What is needed — Please copy out the entries below exactly, beginning with the line that contains "The container needs" and ending with the line that contains "On a new install, the", and include nothing outside that span.

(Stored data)
++++

PR #1362, opened 2026-09-08
feat(rclone): built-in rclone mount managed from the admin UI

### LINKED ISSUE #254: Built-in rclone mount managed from the admin UI
### Before submitting

- [x] I have searched existing issues and did not find a similar request.
- [x] This request relates to use with legally obtained content.

### Problem or use case

NzbDav exposes a WebDAV server, but to turn that into a usable filesystem for Sonarr/Radarr symlink imports and Plex/Emby/Jellyfin playback, users have to run a separate rclone process or sidecar container. That means maintaining a second copy of the WebDAV URL and credentials, hand-writing rclone.conf, and tuning VFS cache flags by hand — a recurring source of misconfiguration (content-length mismatches, wrong VFS cache mode, mounts that drift out of sync when WebDAV credentials change). Altmount already ships rclone in-image and mounts its own WebDAV internally with zero external dependency. Parity here would remove a whole class of setup friction and support questions, and make NzbDav genuinely single-container.

### Proposed solution

- Bundle the rclone binary in the Docker image.
- Add an rclone mount section to the admin UI that manages an internal mount of NzbDav's own WebDAV:
        - enable/disable toggle
        - mount path
        - VFS cache mode + cache settings (size, max-age, poll-interval, etc.)
        - passthrough for advanced/custom flags
- NzbDav generates the rclone remote automatically from its existing WebDAV URL and credentials — no manual rclone.conf, no duplicate secret to keep in sync.
- Manage the mount lifecycle with the container (start/stop alongside the app) and surface mount health/status in the UI.
- Provide an explicit "use external rclone" mode that disables the integrated mount, so users who already run their own tuned mount aren't forced onto the built-in one. This keeps existing deployments working unchanged.

### Alternatives considered

- Keep running a separate rclone container/sidecar (today's approach) — works, but duplicates credential management and pushes all VFS tuning onto the user.
- Ship only a documented "recommended rclone config" — lowers the bar but doesn't remove the external dependency or the misconfiguration surface.

### Relevant area

WebDAV or streaming

### Additional context

Altmount's integrated rclone is good prior art for the config surface and lifecycle handling. One thing worth designing for up front: some setups benefit from more than one mount profile against the same WebDAV — e.g. a full-VFS-cache mount for Plex playback and a cache-off mount for Sonarr/Radarr analysis. Even if multi-mount is out of scope for v1, keeping the settings schema open to named mount profiles would avoid a breaking change later.

---

samtheruby:
Closes https://github.com/infinidysk/infinidysk/issues/254

## 💪 What

- Adds a built-in rclone mount: InfiniDysk runs `rclone rcd` itself and manages mounts from **Settings → Rclone**, so one container can expose the WebDAV tree as a folder for Sonarr, Radarr, Plex, Emby, and Jellyfin.
- Offers it in the setup wizard. The symlinks step now asks where rclone runs — inside InfiniDysk, or in your own container — and the built-in path is the default for a new install. Choosing it hides the sidecar flags, RC host, and read-ahead confirmation, because none of them describe anything that exists.
- Supervises the mounts as well as the process: mounts are applied when the daemon starts and whenever the mount list changes, so a container restart brings the library back without anyone opening the settings page.
- Adds an import that moves an existing rclone container into built-in mode, reading its live mount settings over the RC API — path, cache mode, tuning, and `--links` — with a pasted `rclone mount ...` command as the fallback when RC is not enabled.
- Bundles rclone and `fuse3` in the image at a pinned version, verifying the release's `SHA256SUMS` against rclone's signing key before trusting any checksum in it.
- Adds five config keys — `rclone.builtin.enabled`, `.mounts`, `.rc-port`, `.cache-dir`, `.cache-size-limit` — reachable through the existing `NZBDAV_CONFIG__` namespace.
- Adds `/api/rclone-mounts/{status,apply,remount,logs,import-external,webdav-credentials,clear-cache}` and regenerates the admin OpenAPI contract. The compatibility check reports no removed or renamed operations.
- Adds a **Clear Rclone Cache** maintenance task: releases the mounts, deletes rclone's own cache subtrees, and puts the mounts back.
- Detects and explains the environmental failures rather than leaving them to be discovered: a container without `--device /dev/fuse` is told which flags to add, a mount that misses `rclone.mount-dir` is flagged as breaking imported files, and a mount point inside `CONFIG_PATH` — or over `/app`, `/usr`, or another system directory — is rejected.
- Updates `docs/configuration/rclone.md`, adds a sidecar migration runbook to `docs/guides/mounting-webdav.md`, and adds a README entry.

Built-in mode is off by default for existing installations. One already running its own rclone container sees no new process, no new logs, and no behavior change, and its external Rclone Server settings are never modified. The setup wizard's version is unchanged, so nobody is re-prompted. No database migrations.

## 🤔 Why

- Running rclone separately is a recurring source of misconfiguration: the WebDAV credentials are duplicated by hand, the VFS flags drift from what the docs recommend, and `rclone.mount-dir` and the actual mount point are maintained in two places with nothing checking they agree.
- Getting the mount point wrong is silent and expensive. Imported files resolve through `<rclone.mount-dir>/.ids/...`, so a mount anywhere else leaves an entire library unplayable while every mount on screen looks healthy. That value already exists in config, so the mount path is derived from it and a mismatch is called out.
- The migration is the part that has to be right, since most people arrive with a tuned sidecar and a library of symlinks depending on it. Reading the running daemon rather than a config file means drift between a Compose file and reality cannot survive the import, and the sidecar is never modified, so rolling back is turning the feature off and starting it again.
- Single-container deployment brings InfiniDysk to parity with comparable tools, and the mount schema takes multiple mounts so different cache profiles can coexist later.

## 🧹 Mounts outlive the process that made them

This is the failure mode that shaped most of the lifecycle work here, and it is worth stating plainly: a FUSE mount survives the death of the process that created it. A container killed rather than stopped leaves its mount in the kernel's table, and the next start cannot mount over it — rclone refuses with *directory already mounted* and the library stays offline until someone clears it by hand.

Every end is handled:

- **On shutdown**, the mounts are released over the RC API before the process is stopped, rather than relying on rclone reacting to a signal in time. Two things make that reliable. The daemon is registered last among the hosted services, so it stops *first* rather than after thirty others have spent the shared `HostOptions.ShutdownTimeout`; and its unmount budget is independent of the host's token, because a token already cancelled by whatever stopped ahead of it means the request never leaves the process.
- **On startup, and after an unexpected daemon exit**, a mount left on one of our own configured mount points is cleared — but only when the kernel reports a `fuse` filesystem mounted exactly there *and* that mount no longer answers (`ENOTCONN`). A mount that still responds is reported and left alone, because something is serving it, usually an external rclone that has not been stopped yet, and taking it down would break a library mid-playback. The probe is bounded: a mount that never answers is treated as alive, since a read that hangs is not evidence of a dead mount and blocking the supervisor is the worse outcome.
- **On a settings change**, the daemon stops and the replacement starts on the next pass rather than immediately, so anything the old process left behind is swept while nothing is running. Restarting in the same pass put a healthy daemon in front of every later sweep, which meant a leftover could never be cleared.
- **Before mounting**, the supervisor waits for the freshly launched daemon to open its remote-control port. Mounting into that window produced a *connection refused* warning that read like a broken deployment rather than a race with startup.
- **Mount changes are serialized.** The supervisor's poll and the three admin endpoints all reconcile the same daemon; two passes at once both read "nothing is mounted" and both mount, and the loser reports *already mounted*.

## 💾 Cache: automatic by default, settable when you want

rclone's own `--vfs-cache-max-size` default is "off", which means a `full` cache mode mount grows until the filesystem is full, and the default cache directory sits beside the databases. Left alone, the ceiling is derived from the free space on that volume — half of it, capped at 20 GB, never below 256 MB — reserving 5 GB when the cache shares a volume with the databases, so a full cache cannot take the database down with it.

The cache directory and a **cache size limit** are both editable in the tab, always visible rather than behind a disclosure, since between them they decide how much disk rclone takes. Leaving the limit empty restores the automatic sizing. The tab shows the directory, its free space, and the ceiling in force.

## 🎛️ Defaults match the sidecar configuration we document

The built-in mount previously ran on defaults quite different from the flags this project recommends for a sidecar. They now agree:

| Setting | Was | Now |
|---|---|---|
| `--dir-cache-time` | 20 seconds | 1 week |
| `--vfs-cache-max-age` | 24 hours | 1 week |
| `--vfs-read-ahead` | unset | 512 MiB |
| `--buffer-size` | 16 MiB per transfer | 0 |
| `--poll-interval` | 60 seconds | 0 |
| `--use-cookies` | off | on |

A week-long directory cache is only safe because InfiniDysk drops a folder from that cache itself whenever it adds or removes an item, and a failed drop is retried and then logged rather than swallowed. That invalidation now reaches the built-in daemon — it previously went only to the external rclone, behind a setting that defaults to off, so on a built-in install it was doing nothing at all. **Remember folder listings for** is editable per share for anyone who wants it shorter.

`--buffer-size=0` matters for memory: rclone holds that much per in-flight transfer, which multiplies across concurrent streams, and the read-ahead buffers on disk instead. `--allow-non-empty` is deliberately *not* adopted — it hides real files under a mount and papers over the leftover-mount problem the shutdown and sweep paths now solve properly — and it has been removed from the flags the wizard hands out.

## 👀 Usage

The container needs FUSE access and shared bind propagation before built-in mode can work:

```yaml
  nzbdav:
    image: ghcr.io/infinidysk/infinidysk:latest
    devices:
      - /dev/fuse:/dev/fuse:rwm
    cap_add:
      - SYS_ADMIN
    security_opt:
      - apparmor:unconfined
    volumes:
      - ./config:/config
      - /mnt:/mnt:rshared
```

`rshared` is what decides whether anything outside the container can see the mount. Without it Plex and the Arr apps see an empty folder while InfiniDysk correctly reports the mount as healthy, because from inside the container it is.

On a new install, the setup wizard offers it directly. On an existing one, go to **Settings → Rclone** and switch on *Run rclone inside InfiniDysk*. Either press **Read my rclone server** to import an existing instance, or enter the WebDAV password once and add a mount at the offered path.

## 👩‍🔬 How to validate

**A fresh install, through the wizard**

1. Start the container with the flags above and run the setup wizard.
2. On the library step choose **Symlinks**. The playback step should offer *Run rclone inside InfiniDysk*, selected, with no sidecar flags, RC host, or read-ahead checkbox on screen.
3. Finish setup, then open **Settings → Rclone**. Built-in mode is on with one mount at the directory the wizard asked for, and the tab asks for the WebDAV password.
4. Enter it. The mount appears.

**A fresh install, from Settings**

1. Switch on *Run rclone inside InfiniDysk*. The daemon starts; because no remote exists yet, the tab asks for the WebDAV password.
2. Enter a deliberately wrong password. It is refused with a message naming where to find the right one, and no remote is created.
3. Enter the correct one. The mount appears, and the offered path matches `rclone.mount-dir` rather than a generic placeholder.
4. `ls` the mount point on the host and from another container. Both should list `.ids`, `completed-symlinks`, `content`, `nzbs`. The second proves bind propagation.
5. Play something imported through symlinks. It should resolve and stream.

**Migrating from an existing rclone container**

1. With an rclone sidecar running and its RC settings filled in under Server connection, press **Read my rclone server**.
2. Check the preview reproduces your mount path, cache mode, and `--links` setting, and that it warns you to stop the sidecar. Confirm your sidecar is untouched. Do not save yet.
3. Stop the sidecar, then press **Use these settings** and save. Saving applies the mount list straight away, which is why the sidecar has to stop first.
4. Enter the WebDAV password once under *Connect to your library*. The import deliberately does not copy it.
5. Confirm previously imported files still play — the mount path is preserved so their symlinks keep resolving.

**The blocked path**

Restart the container without `--device /dev/fuse` and open the tab. It should stop describing settings and print the compose changes to make, rather than failing opaquely or crash-looping.

**A mount left by a hard shutdown**

`docker kill` the container while a mount is up, then start it again. The leftover mount should be cleared on the way in rather than blocking the new one. Start an external rclone on the same path instead and it should be reported and left alone.

**Reclaiming cache disk**

Lower the cache size limit, then run **Settings → Maintenance → Clear Rclone Cache**. It should report the space freed and remount; playback stalls while it runs and resumes afterwards.

**Rolling back**

Switch built-in mode off and start the sidecar again. Nothing about the external instance was modified and the saved Rclone Server settings were never overwritten.

## 🔎 Four review rounds since the first draft

Every round was verified against the code before anything was changed, and findings that were already fixed, or wrong, were skipped with a reason rather than churned. The ones that changed behaviour, grouped by what they protected:

**Data loss.** Clear Cache deleted *every* child of the cache directory. That directory is an operator-set absolute path, so pointing it at `CONFIG_PATH` or a media root turned the button into a delete of databases and libraries. It now removes only `vfs/` and `vfsMeta/` — verified against rclone v1.75.1, which creates those two and nothing else — skips a link standing where one of them should be, and decides whether a daemon is running *inside* the mount gate so a daemon that starts mid-request cannot have its cache pulled out from under it.

**Supply chain.** The installer verified the clearsigned `SHA256SUMS` and then selected the checksum from the original file with `awk`. Appending an unsigned entry to a genuine older release produced exit code 0, the expected `VALIDSIG`, and exactly one match — the unsigned one. The checksum is now taken only from GnuPG's authenticated output, with the signer confirmed through the status stream and duplicate entries refused.

**Mounts that stay down.** After one successful pass over an unchanged mount list, the supervisor returned early forever. A manual remount whose replacement failed left the library down until someone clicked again or restarted. Endpoint-driven reconciles now clear that record, and a five-minute recheck covers a mount that disappears while `rcd` stays alive.

**Invalidation reaching nothing.** Starting the built-in daemon made it the exclusive `vfs/forget` target even before it had a working mount, silently cutting off a sidecar that was still mounted and being read. Both are notified now. Separately, rclone refuses an unqualified `vfs/forget` once more than one VFS is active, and it joins whatever path it is given onto the VFS root without reporting a miss — so a subtree mount was silently forgetting `/content/content/…` while the directory that changed stayed cached. Paths are translated per VFS and the request is qualified whenever more than one mount is up.

**Settings that did not apply, or applied themselves.** Changed VFS tuning was compared against live `vfs/stats` rather than assumed; an unedited wizard mount no longer reads as dirty because the frontend now mirrors the backend's read-ahead default; and focusing and leaving the read-ahead or cache-size box no longer rewrites the value, because a rounded display re-parsed is not an edit.

**Setup.** Re-running the wizard replaced the saved mount list with one derived mount, discarding extra shares and tuning. It now keeps what it finds. The built-in and external branches also disagreed — the client hid the RC host while the server still required it — producing a completion the server refused over a field no longer on screen.

**Imports.** `--dir-cache-time=0` imported as the seven-day default and `--links=false` imported as *on*. Zero is a value now, and an inline boolean is honoured.

Two findings were verified and deliberately **not** acted on, with the reasoning recorded in the review threads: rejecting a symlinked cache root would break the ordinary "cache on a fast volume" setup while the `vfs`/`vfsMeta` scoping already bounds the damage, and `CacheMaxSize` remains a soft, per-VFS quota — a hard guarantee needs a dedicated volume or admission control, not a different number.

## 👷 Verification already done

Exercised against a real installation on Unraid, and against a container with `/dev/fuse` passed in:

- The daemon starts under PUID with FUSE available, and a mount comes up at the configured path.
- 5,482 of 5,499 library symlinks resolve through it. The remaining 17 point at ids no longer in the WebDAV tree and were already dead.
- The mount appears in the host mount table as `fuse.rclone ... allow_other` and a separate container can list it.
- Roughly 8.7 GB has since streamed through it at about 20 MB/s.
- Shutdown logs `Released the built-in rclone mounts before shutdown.` and the mount is gone before the process exits.
- A restart cycle in a FUSE container mounts, releases on stop, and remounts — with no *connection refused* in the log, which the readiness wait is there to prevent.
- A deliberately stalled mount — mounted, then its daemon `kill -9`'d, leaving `ENOTCONN` — is cleared on the next daemon start, before the restart. A live mount on the same path is left alone and reported instead.
- The shipped rclone is the pinned version; the installer refuses a release below 1.70.3, an unsigned `SHA256SUMS`, and one signed by any other key.
- Backend suite 5,400 passed with 9 skipped; frontend 1,100 passed; rclone installer fixtures 15 passed; Release build with analyzers clean.

Two things are covered by tests rather than by eye, and are worth a look before merge: the always-expanded cache fields and the new wizard step have not been viewed in a browser.

The image was rebuilt and smoke-tested after the last round: rclone v1.75.1 and `fusermount3` present, backend reaching `Healthy`, frontend answering, and no error lines in the boot log.

## 🔒 Credentials

The WebDAV password cannot be read from configuration, which stores only a hash, so it is entered once and verified against that hash before any remote is created. It is stored only in rclone's own config, obscured, and never written to InfiniDysk's database or returned by any endpoint. The import reads mount settings only — it does not carry the password across, because nothing applies it yet and reading a credential that is never used only widens what a bug could leak. The setup wizard does not collect it either, which is why a wizard-configured mount comes up once the password is entered in Settings.

The daemon's own RC credentials are generated per process start, passed through the child process environment rather than the command line so nothing else in the container can read them from `ps`, and redacted from the log tail the admin UI shows.

## 🔗 Related links
- https://github.com/infinidysk/infinidysk/issues/254

https://claude.ai/code/session_01PRsdY7UxqNGTk1viNDL2EW

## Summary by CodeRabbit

++++

Result for this task —
The container needs FUSE access and shared bind propagation before built-in mode can work:

```yaml
  nzbdav:
    image: ghcr.io/infinidysk/infinidysk:latest
    devices:
      - /dev/fuse:/dev/fuse:rwm
    cap_add:
      - SYS_ADMIN
    security_opt:
      - apparmor:unconfined
    volumes:
      - ./config:/config
      - /mnt:/mnt:rshared
```

`rshared` is what decides whether anything outside the container can see the mount. Without it Plex and the Arr apps see an empty folder while InfiniDysk correctly reports the mount as healthy, because from inside the container it is.

On a new install, the setup wizard offers it directly. On an existing one, go to **Settings → Rclone** and switch on *Run rclone inside InfiniDysk*. Either press **Read my rclone server** to import an existing instance, or enter the WebDAV password once and add a mount at the offered path.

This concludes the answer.